PR #276, opened 2020-12-21
Flask: blueprints re-factor, extract helpers and separate extensions

### LINKED ISSUE #221: Blueprints refactor
- [ ] use blueprints
- [ ] remove as many circular imports as possible
- [ ] extract shared helpers out of routes.py

delvinso:
closes #221

- separating extensions from `__init__.py` into `extensions.py`
- as part of removing circular imports (imports from .extensions as opposed to import from app), logging and cli commands are also registered to the flask application through `__init__.py`
- blueprint refactor and registering
- extract shared helpers into `utils.py`

### DIFF
--- a/flask/app/__init__.py
+++ b/flask/app/__init__.py
@@ -25,10 +25,10 @@ def create_app(config):
     app = Flask(__name__)
     app.config.from_object(config)
 
+    config_logger(app)
     register_extensions(app)
     register_commands(app)
     register_blueprints(app)
-    config_logger(app)
 
     return app
 
--- a/flask/app/__init__.py
+++ b/flask/app/__init__.py
@@ -9,6 +9,19 @@ login = LoginManager()
 migrate = Migrate()
 
 
+from app import (
+    buckets,
+    routes,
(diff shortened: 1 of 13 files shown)


flask/app/__init__.py
```diff
@@ -16,32 +23,47 @@ def create_app(config):
...
     app.config.from_object(config)
 
-    if config.SQLALCHEMY_LOG:
-        logging.basicConfig()
-        logging.getLogger("sqlalchemy.engine").setLevel(logging.INFO)
-        logging.getLogger("sqlalchemy.pool").setLevel(logging.INFO)
+    register_extensions(app)
+    register_commands(app)
+    register_blueprints(app)
+    config_logger(app)
```
kevinlul, line 31: Logger should be registered first before the extensions are registered to match the order before.

kevinlul (approved):
Amazing!

flask/app/__init__.py
delvinso: fixed

PR #278, opened 2020-12-21
Flask: initialize MinIO policies for groups in dummy data

kevinlul:
Other:
- ignore .eslintcache
- Docker: prevent accidentally running prod images in dev and vice versa
- Compose: restart prod containers on failure, not dev


helrick (approved):
LGTM! Out of curiosity, were you able to simulate a failure to test the prod docker restart?

kevinlul:
You can try sending a signal to the main process in the container. Generally this is why the app dev container keeps restarting when it can't migrate the database so I trust Compose enough to do its job on this configuration.

PR #286, opened 2020-12-22
Flask: update DELETE /api/users to DELETE /api/users/:username

kevinlul:
#193

### DIFF
--- a/flask/tests/test_users.py
+++ b/flask/tests/test_users.py
@@ -273,3 +273,4 @@ def test_delete_user(test_database, minio_policy, client, login_as):
     error = json.loads(exc.value.args[0])
     assert error["error"]["message"] == "Unable to get user info"
     assert error["error"]["cause"]["error"]["Code"] == "XMinioAdminNoSuchUser"
+    assert User.query.filter_by(username="user").first() is None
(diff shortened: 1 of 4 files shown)


flask/tests/test_users.py
```diff
@@ -237,3 +241,35 @@ def test_create_conflicting_user(test_database, client, login_as):
...
+
+
+def test_delete_user_with_datasets(test_database, client, login_as):
+    login_as("admin")
+    assert client.delete(f"/api/users/admin").status_code == 422
+
+
+def test_delete_user(test_database, minio_policy, client, login_as):
+    minio_admin = minio_policy
+    minio_admin.add_user("user", "BatmanDiesInEndgame")
```
SamarthVP, line 263: :O

flask/tests/test_users.py
```diff
@@ -237,3 +241,35 @@ def test_create_conflicting_user(test_database, client, login_as):
...
+    user = User.query.filter_by(username="user").first()
+    user.minio_access_key = "user"
+    user.minio_secret_key = "BatmanDiesInEndgame"
+    db.session.commit()
+
+    login_as("admin")
+    assert client.delete(f"/api/users/user").status_code == 204
```
SamarthVP, line 270: Should probably check that the user is gone from the db as well

SamarthVP (changes requested):
Nice!

SamarthVP (approved):

PR #288, opened 2020-12-23
React: useEnums hook for retrieving cached /api/enums result

frewmack:
Related to #277, but doesn't close it as calls like `/api/groups` are still not cached.

I intend to push a more general solution later, but this works for now.

I also found an npm package called [react-query](https://react-query.tanstack.com/) that might be worth checking out in the future if we ever plan on refactoring how API calls are done on the front-end. (this PR doesn't use this BTW; all from scratch)


kevinlul (commented):
Do you anticipate that useContext logic will be complex enough to need to separate the hook and the provider in separate files? Is this a recommended practice?

frewmack:
> 
> 
> Do you anticipate that useContext logic will be complex enough to need to separate the hook and the provider in separate files? Is this a recommended practice?

I think it is recommended. For this particular case it seems like overkill, but I can definitely foresee the hook getting complex enough to warrant being in a separate file.

react/src/contexts/enums/index.tsx
```diff
@@ -0,0 +1,2 @@
+export { default as EnumProvider } from "./EnumProvider";
+export { default as useEnums } from "./useEnums";
```
kevinlul, line 2: If we want these two to be internal to the `./contexts/enums` module (i.e., never import directly through their individual files but through this file instead), we can drop the `default` from all three files and save some typing. This is optional as you already wrote the code and there's no functional difference.

kevinlul (approved):
🎁

react/src/contexts/enums/index.tsx
frewmack: Yeah I'd leave it as it is since I'll replace all this later anyways.

PR #289, opened 2020-12-23
Flask: add PATCH /api/users/:username

### LINKED ISSUE #188: Redesign administration page
User stories
- [x] As an administrator, I want to see last login times and activation status of all users.
- [x] As an administrator, I want to view and reset MinIO credentials for any user on demand.
- [x] As an administrator, I want to activate and deactivate users on demand.
- [x] As an administrator, I want to see what groups any user belongs to and add or remove them from those groups.

### LINKED ISSUE #193: Epic: /api/users

kevinlul:
Replaces PUT /api/users and POST /api/password
Hook up to frontend

Closes #193
Closes #188

### DIFF
--- a/flask/app/routes.py
+++ b/flask/app/routes.py
@@ -99,50 +99,6 @@ def validate_user(request_user: dict):
     return False
 
 
-@routes.route("/api/users", methods=["PUT"])
-@login_required
-@check_admin
-def update_user():
-    rq_user = request.get_json()
-    if not validate_user(rq_user):
-        return "Bad request", 400
-
-    db_user = models.User.query.filter_by(username=rq_user["username"]).first_or_404()
-    if "password" in rq_user and len(rq_user["password"]):
-        db_user.set_password(rq_user["password"])
-    if "email" in rq_user:
-        db_user.email = rq_user["email"]
-
-    try:
-        db.session.commit()
-        return "Updated", 204
-    except:
-        db.session.rollback()
-        return "Server error", 500
-
-
-@routes.route("/api/password", methods=["POST"])
-@login_required
-def change_password():
-    params = request.get_json()
-    if "current" not in params or "password" not in params or "confirm" not in params:
-        return "Bad request", 400
-
-    if params["password"] != params["confirm"]:
-        return "Passwords do not match", 400
-
-    if not current_user.check_password(params["current"]):
-        return "Incorrect password", 401
-
-    current_user.set_password(params["password"])
-    try:
-        db.session.commit()
-        return "Updated", 204
-    except:
-        db.session.rollback()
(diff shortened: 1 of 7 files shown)


Madelinehazel:
I might be missing something, but I don't see a way to deactivate a user from the frontend; there's just an 'Active User' box that isn't responsive.

kevinlul:
Is your frontend up-to-date? I changed that in this PR too.

Madelinehazel:
I pulled your branch, so it should be up to date (and then `yarn` and `yarn start`); is there anything else i'd need to do?

Madelinehazel (approved):
LGTM

frewmack (changes requested):
Admin page looks good to me. However the endpoint on the Settings page needs to be updated as POST /api/password is no longer used.

kevinlul:
Good catch, there's actually a bit more on the frontend to change.

frewmack (approved):
Looks good to me!

PR #290, opened 2020-12-24
Flask: restrict user actions for analyses

### LINKED ISSUE #255: Restrict user actions for analyses
- [ ] Backend: users can only request analyses on datasets they have access to (`POST /api/analyses`)
- [ ] Backend and frontend: analysis state changes are restricted to administrators, except for cancelling analyses (`PATCH /api/analyses/:id`)

Spun off from #117

delvinso:
closes #255 

- [x] Backend: users can only request analyses on datasets they have access to (`POST /api/analyses`)
- [x] Backend and frontend: analysis state changes are restricted to administrators, except for cancelling analyses (`PATCH /api/analyses/:id`)

examples:
- need to enter mysql container and `insert into users_groups values (1,1); insert into groups_datasets values (1,1);` 
```
# user has access to dataset id 1
curl -X POST -H "Content-Type: application/json" -d '{"datasets" : [1], "pipeline_id" : 1}' localhost:5000/api/analyses\?user=1
# user doesn't have access to dataset id 2 
curl -X POST -H "Content-Type: application/json" -d '{"datasets" : [1, 2], "pipeline_id" : 1}' localhost:5000/api/analyses\?user=1
# no user specified? (can't create an analysis)
curl -X POST -H "Content-Type: application/json" -d '{"datasets" : [1, 2], "pipeline_id" : 1}' localhost:5000/api/analyses
```


flask/app/analyses.py
```diff
@@ -178,6 +178,38 @@ def create_analysis():
     except:  # LOGIN DISABLED
         requester_id = updated_by_id = 1
 
+    if app.config.get("LOGIN_DISABLED") or current_user.is_admin:
+        user_id = request.args.get("user")
+    else:
+        user_id = current_user.user_id
```
kevinlul, line 184: You should move this part up earlier so the preceding `requester_id` assignment can make use of this assumed user identity as well.

flask/app/analyses.py
```diff
@@ -178,6 +178,38 @@ def create_analysis():
...
+            models.Dataset.dataset_id
+            == models.groups_datasets_table.columns.dataset_id,
+        )
+        .join(
+            models.users_groups_table,
+            models.groups_datasets_table.columns.group_id
+            == models.users_groups_table.columns.group_id,
+        )
+        .filter(models.users_groups_table.columns.user_id == user_id)
+    )
```
kevinlul, line 206: This function is `create_analysis` so the Analysis doesn't exist yet! This means you want to query against Dataset rather than Analysis.

flask/app/analyses.py
```diff
@@ -178,6 +178,38 @@ def create_analysis():
...
+
+    permitted_ids = set([x for x, in query.values(models.Dataset.dataset_id)])
+
+    if not all([i in permitted_ids for i in dts_pks]):
+        return "Not all datasets are accessible to the current user", 400
```
kevinlul, line 211: The reasoning is okay here but it's not very efficient as it takes `O(datasets * requested datasets)` time. We've taken this approach for some `/api/users` and `/api/groups` to have the database server do the hard work instead:
https://github.com/ccmbioinfo/ST2020/blob/4a0595de65e9e043f569cb2a13c8f51d9ac42df9/flask/app/groups.py#L105-L109

flask/app/analyses.py
```diff
@@ -173,11 +174,37 @@ def create_analysis():
...
+    if app.config.get("LOGIN_DISABLED") or current_user.is_admin:
+        user_id = request.args.get("user")
+    else:
+        user_id = current_user.user_id
+
     try:
-        requester_id = updated_by_id = current_user.user_id
+        requester_id = updated_by_id = user_id
     except:  # LOGIN DISABLED
         requester_id = updated_by_id = 1
```
kevinlul, line 186: This should no longer be a try-except and just a simple assignment that falls back to `current_user.user_id`

flask/app/analyses.py
```diff
@@ -173,11 +174,37 @@ def create_analysis():
...
+            models.groups_datasets_table.columns.group_id
+            == models.users_groups_table.columns.group_id,
+        )
+        .filter(models.users_groups_table.columns.user_id == user_id)
+        .filter(models.Dataset.dataset_id.in_(dts_pks))
+        .all()
+    )
+
+    if len(permitted_ids) != len(dts_pks):
+        return "Not all datasets are accessible to the current user", 400
```
kevinlul, line 206: Should do a 404

flask/app/analyses.py
```diff
@@ -173,11 +174,37 @@ def create_analysis():
...
+            models.groups_datasets_table,
+            models.Dataset.dataset_id
+            == models.groups_datasets_table.columns.dataset_id,
+        )
+        .join(
+            models.users_groups_table,
+            models.groups_datasets_table.columns.group_id
+            == models.users_groups_table.columns.group_id,
+        )
+        .filter(models.users_groups_table.columns.user_id == user_id)
```
kevinlul, line 200: I should have clarified that this restriction shouldn't apply to admins

flask/app/analyses.py
```diff
@@ -244,6 +271,14 @@ def update_analysis(id: int):
         user_id = request.args.get("user")
     else:
         user_id = current_user.user_id
+        if request.json.get("analysis_state"):
+            if request.json.get("analysis_state") in [
```
kevinlul, line 275: Don't need a nested if. `None in []` and `None in ["Foo"]` are both False and don't raise exceptions.

kevinlul (changes requested):

flask/app/analyses.py
delvinso: this will now fail if there is no user_id supplied

flask/app/analyses.py
```diff
@@ -173,10 +174,34 @@ def create_analysis():
...
-        requester_id = updated_by_id = current_user.user_id
-    except:  # LOGIN DISABLED
-        requester_id = updated_by_id = 1
+
+    if app.config.get("LOGIN_DISABLED") or current_user.is_admin:
+        user_id = request.args.get("user")
+    else:
+        user_id = current_user.user_id
+
+    requester_id = updated_by_id = current_user.user_id
```
kevinlul, line 183: Okay, I think here we need a solution for the logic
- LOGIN_DISABLED -> must specify ?user= to populate this
- admin -> use ?user= and fallback to the admin's real ID
- regular -> real ID

flask/app/analyses.py
```diff
@@ -244,6 +269,13 @@ def update_analysis(id: int):
         user_id = request.args.get("user")
     else:
         user_id = current_user.user_id
+        if request.json.get("analysis_state") in [
+            "Requested",
+            "Running",
+            "Done",
+            "Error",
+        ]:
```
kevinlul, line 277: Might it be better to check if this is not Cancelled, since that's the only move authorized for regular users?

kevinlul (changes requested):

flask/app/analyses.py
delvinso: Something along the lines of this? I'm not sure I understand what the fallback value (real ID) is exactly, see the ??? below
```
    if app.config.get("LOGIN_DISABLED") or current_user.is_admin:
        user_id = requester_id = updated_by_id = request.args.get(
            "user", ???
        )
    else: # reg user
        user_id = requester_id = updated_by_id = current_user.user_id
```

kevinlul: Not quite as we currently depend on user_id being None to determine that the user is an admin and not restrict the query on datasets

kevinlul:
```python
if not user_id and app.config.get("LOGIN_DISABLED"):
    requester_id = updated_by_id = 1
else:
    requester_id = updated_by_id = user_id or current_user.user_id
```
I _think_ this solves the problem

delvinso: for my own understanding, since user_id is evaluated to determine if someone is an admin (for permission purposes) - what are the cases where it is assigned None? 
```
    if app.config.get("LOGIN_DISABLED") or current_user.is_admin:
        user_id = request.args.get("user") # assigned None here if no user query parameter is specified b/c of the get method 
    else:
        user_id = current_user.user_id # this will always return a value right because this would only be evaluated if the user is not an admin and therefore a regular user?
```
and then the check you have up there is basically accounting for that case where user_id is None, as a result of it not being specified as a query parameter. does this sound correct to you @kevinlul

kevinlul: None means either LOGIN_DISABLED or is_admin but didn't provide a `?user=` to masquerade as

kevinlul:
See if this works better?

delvinso:
> See if this works better?

Looks good to me, thanks for cleaning it up

kevinlul:
@Madelinehazel Since both Delvin and I ended up touching this, it would be best if you had a brief look

flask/app/analyses.py
```diff
@@ -152,68 +152,74 @@ def get_analysis(id: int):
...
-            "updated_by": obj.updated_by_id and obj.updated_by.username,
-        }
+    return (
+        jsonify(
+            {
+                **asdict(obj),
+                "assignee": obj.assignee_id and obj.assignee.username,
+                "requester": obj.requester_id and obj.requester.username,
+                "updated_by": obj.updated_by_id and obj.updated_by.username,
+            }
```
Madelinehazel, line 219: Would it make sense to return the dataset ids used to create the analysis?

flask/app/analyses.py
```diff
@@ -152,68 +152,74 @@ def get_analysis(id: int):
...
+    if app.config.get("LOGIN_DISABLED"):
+        user_id = request.args.get("user")
+        requester_id = updated_by_id = user_id or 1
+    elif current_user.is_admin:
+        user_id = request.args.get("user")
+        requester_id = updated_by_id = user_id or current_user.user_id
+    else:
+        requester_id = updated_by_id = user_id = current_user.user_id
+
+    if user_id:
```
Madelinehazel, line 176: Just noting that when I provide a non-existent user id with valid datasets (e.g. `curl -X POST -H "Content-Type: application/json" -d '{"datasets" : [7,8,9], "pipeline_id" : 2}' localhost:5000/api/analyses\?user=10`), I get the error `Some datasets were not found`. Not sure if this is an issue or not, as we would only be providing the user id when testing.

kevinlul: This isn't an issue because it's pretty much only for testing with a potential extension in the future to actually support assuming identites.

Madelinehazel (approved):
LGTM

PR #291, opened 2020-12-24
/api/_bulk: add group query string parameter

### LINKED ISSUE #258: /api/_bulk: add group query string parameter
e.g. `POST /api/_bulk?group=ach`, `POST /api/_bulk=group=cheo,sch`

Accepts a comma-delimited list of group codenames.
Admins can specify any groups that exist. Users can only specify groups they belong to or they get a 403.
The datasets are added to the specified permission groups.

Deny access to `POST /api/_bulk` if the user doesn't have any permission groups.
This query string parameter is optional if the user has only one permission group. In this case the permission group to use for the uploaded datasets is assumed to be that one.
This parameter is required if the user belongs to multiple permission groups, and if not provided, fail with 400.

Madelinehazel:
closes #258 

to test user permissions, need to add user in to users_groups table in mysql container

e.g

` INSERT INTO users_groups VALUES(1, 3);`

and test:

```
curl -X POST \
    --data '[{
            "family_codename": "1001",
            "participant_codename": "1411",
            "tissue_sample": "Blood",
            "dataset_type": "WGS",
            "condition": "GermLine",
            "sequencing_date": "2020-12-17"
        }]' \
    "localhost:3000/api/_bulk?group=ach&user=1"
```

### DIFF
--- a/flask/app/routes.py
+++ b/flask/app/routes.py
@@ -244,10 +244,8 @@ def bulk_update():
         updated_by_id = 1
         created_by_id = 1
 
-    if app.config.get("LOGIN_DISABLED"):
-        user_id = request.args.get("user")
-    elif current_user.is_admin:
-        user_id = models.User.user_id
+    if app.config.get("LOGIN_DISABLED") or current_user.is_admin:
+        user_id = request.args.get("user", models.User.user_id)
     else:
         user_id = current_user.user_id
 
--- a/flask/app/routes.py
+++ b/flask/app/routes.py
@@ -384,8 +384,15 @@ def bulk_update():
         else:
             files = row.get("linked_files", [])
         dataset.files += [models.DatasetFile(path=path) for path in files if path]
-        for g in user_group:
-            dataset.groups.append(g)
+
+        if group_query:
+            dataset.groups += [
+                models.Group.query.filter_by(group_code=g).first_or_404()
+                for g in group_query
+            ]
+        else:
+            dataset.groups.extend(user_group)
+
         db.session.add(dataset)
         transaction_or_abort(db.session.flush)
         dataset_ids.append(dataset.dataset_id)
--- a/flask/app/routes.py
+++ b/flask/app/routes.py
@@ -244,50 +244,41 @@ def bulk_update():
         updated_by_id = 1
         created_by_id = 1
 
-    # get all group codes present in db
-    all_groups = models.Group.query.all()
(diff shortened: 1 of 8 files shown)


flask/app/routes.py
```diff
@@ -339,6 +384,8 @@ def bulk_update():
         else:
             files = row.get("linked_files", [])
         dataset.files += [models.DatasetFile(path=path) for path in files if path]
+        for g in user_group:
+            dataset.groups.append(g)
```
kevinlul, line 388: We need to use the groups specified in the query string if it's provided. This looks like it unconditionally adds the dataset to all of the user's permission groups.

kevinlul (changes requested):

flask/app/routes.py
Madelinehazel: ah good point, fixed now!

flask/app/routes.py
```diff
@@ -244,6 +244,51 @@ def bulk_update():
...
+        return "User does not belong to any permission groups", 403
+
+    if group_query:
+        group_query = group_query.split(",")
+        codes = [code.group_code for code in user_group]
+        for g in group_query:
+            if g not in all_codes:
+                return f"Group {g} does not exist", 404
+            if g not in codes:
+                return f"User does not belong to group {g}", 403
```
kevinlul, line 284: https://github.com/ccmbioinfo/stager/blob/master/flask/app/users.py#L182-L189

Can you adopt this approach to checking if the groups exist and the user is allowed access? This makes the database do the work. You'll need to adapt by doing your join and filter above but this should otherwise simply this a lot.

Madelinehazel: simplified in 60361f91d6c4c01f7d8a8fbd256ba82b058a0164

kevinlul (changes requested):

flask/app/routes.py
```diff
@@ -244,6 +244,42 @@ def bulk_update():
         updated_by_id = 1
         created_by_id = 1
 
+    if app.config.get("LOGIN_DISABLED"):
+        user_id = request.args.get("user")
+    elif current_user.is_admin:
+        user_id = models.User.user_id
```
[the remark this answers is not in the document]
Madelinehazel: Yes, rather than duplicating code I was looking for a way to filter against something that would not apply a condition, and found this!

kevinlul (approved):

PR #292, opened 2020-12-24
Creating default group/user + data hierarchies for testing

### LINKED ISSUE #208: Populate user_groups and groups_datasets entries in default database
The example datasets do not have groups, so only administrators can see them.

helrick:
Closes #208


flask/app/manage.py
```diff
@@ -264,191 +147,155 @@ def add_dummy_data():
...
+        # build trio
+        for sex in ["-", "Female", "Male"]:
+            participant = Participant(
+                participant_codename=f"{group.group_code.upper()}{participant_code_iter:04}",
+                institution_id=institution.institution_id,
+                affected=True if sex == "-" else False,
+                participant_type=ParticipantType.Proband
+                if sex == "-"
+                else ParticipantType.Parent,
+                sex=getattr(Sex, random.choice(["Female", "Male"]))
```
kevinlul, line 250: 🎲

kevinlul (approved):
Does the @with_appcontext decorator need to go on every function AND the click function?

flask/app/manage.py
delvinso: > Does the @with_appcontext decorator need to go on every function AND the click function?

I think the context needs to be given to only commands registered to the app (as in only the click functions, ie those which would be called through the command line)

PR #293, opened 2020-12-31
React: rename to Stager with app name in REACT_APP_NAME envvar

kevinlul:
Renaming the repository on merge


frewmack (approved):
Looks good to me.

PR #176, opened 2016-01-28
add dry run option to reconfigure dev and doc jobs

dirk-thomas:


dirk-thomas:
Worked for:
* http://build.ros.org/job/Jdoc_reconfigure-jobs/28/
* http://build.ros.org/job/Jdev_reconfigure-jobs/26/

PR #182, opened 2016-01-29
support groovy to reconfigure all release parts

dirk-thomas:


ros_buildfarm/jenkins.py
```diff
@@ -100,6 +100,8 @@ def configure_view(
         template_name='generic_view.xml.em', dry_run=False):
     view_config = get_view_config(
         template_name, view_name, include_regex=include_regex)
+    if not jenkins:
```
tfoote: Why do you return the config object here?

dirk-thomas: Because it is needed outside to generate the groovy script.

tfoote: Ok, it's surprising to have it return either a `view_config`, `None`, or a `view`

tfoote:
+1

dirk-thomas:
Regression with non-release reconfigure jobs fixed in b491c74ca03fb0b4949174b0c19960fbd6ec721d.

PR #188, opened 2016-01-30
improve rsync command in doc jobs

dirk-thomas:
This avoids extensive crawling while copying the same files and not failing if the remove location doesn't exist. Instead of 10+min. and a high server load this finishes in seconds.

Thank you @gerkey for providing the "better" rsync invocation.

See http://build.ros.org/job/Jdoc__genmsg__ubuntu_trusty_amd64/16/console#console-section-7


tfoote:
+1

PR #193, opened 2016-02-02
store packages of metapackage in manifest.yaml

dirk-thomas:
Without the navigation header of a metapackage (e.g. http://wiki.ros.org/roscpp?distro=indigo) doesn't list the packages within the metapackage.

@gavanderhoorn Thank you for reporting this.


tfoote:
+1

PR #195, opened 2016-02-02
add subsections in devel builds

dirk-thomas:
http://build.ros.org/job/Idev__ros_comm__ubuntu_trusty_amd64/4/consoleFull


tfoote:
+1

PR #196, opened 2016-02-04
source devel space and force CMake when running tests

dirk-thomas:
This is everything but nice but currently afaik the only way to provide a working environment to the tests with `catkin_make_isolated`:
* before: http://build.ros.org/job/Idev__ros_comm__ubuntu_trusty_amd64/4/
* after: http://build.ros.org/job/Idev__ros_comm__ubuntu_trusty_amd64/7/

### DIFF
--- a/scripts/devel/catkin_make_isolated_and_test.py
+++ b/scripts/devel/catkin_make_isolated_and_test.py
@@ -45,7 +45,8 @@ def main(argv=sys.argv[1:]):
 
     try:
         with Scope('SUBSECTION', 'build workspace in isolation'):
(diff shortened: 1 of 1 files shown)


wjwwood:
I don't know of a better way either.

tfoote:
Yeah. I don't know of a better way either.

dirk-thomas:
The remaining failing tests of `roswtf` are related to environment variables containing nonexistent paths. I created ros/catkin#777 to avoid those entries.

dirk-thomas:
And the changelog for this in af06e3b6f4fe344da69f89542ede89e9b4da0e3c.

PR #202, opened 2016-02-06
fix usage of git wrapper script

dirk-thomas:


dirk-thomas:
And of course needed to fix the hot fix: 826965e9da6cc870c2462c12b84c7363c4f60be3

PR #206, opened 2016-02-08
use the configured mercurial installation to enable caching

tfoote:
This is a matching change to https://github.com/ros-infrastructure/buildfarm_deployment/pull/117 which will enable mercurial caching for the scm polling. 

Otherwise it relies on workspace based polling, which triggers a job anytime the workspace is cleared. (Such as when the last slave executed upon is destroyed.)


dirk-thomas:
lgtm

PR #208, opened 2016-02-11
remove non-existing job urls in generated manifest.yaml files

dirk-thomas:
Fixes ros-infrastructure/roswiki#154.

### DIFF
--- a/scripts/doc/extract_metadata.py
+++ b/scripts/doc/extract_metadata.py
@@ -64,15 +64,17 @@ def main(argv=sys.argv[1:]):
             continue
 
         # add devel job urls
-        build_files = {}
-        for build_name in source_build_files.keys():
-            build_files[build_name] = source_build_files[build_name]
         rel_pkg = distribution.release_packages[pkg_name]
         repo_name = rel_pkg.repository_name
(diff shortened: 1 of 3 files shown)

PROBLEM: Take the word "optional" and find each line of the material that contains it. Copy those lines.

ANSWER TO THE PROBLEM:
kevinlul, line 2: If we want these two to be internal to the `./contexts/enums` module (i.e., never import directly through their individual files but through this file instead), we can drop the `default` from all three files and save some typing. This is optional as you already wrote the code and there's no functional difference.
This query string parameter is optional if the user has only one permission group. In this case the permission group to use for the uploaded datasets is assumed to be that one.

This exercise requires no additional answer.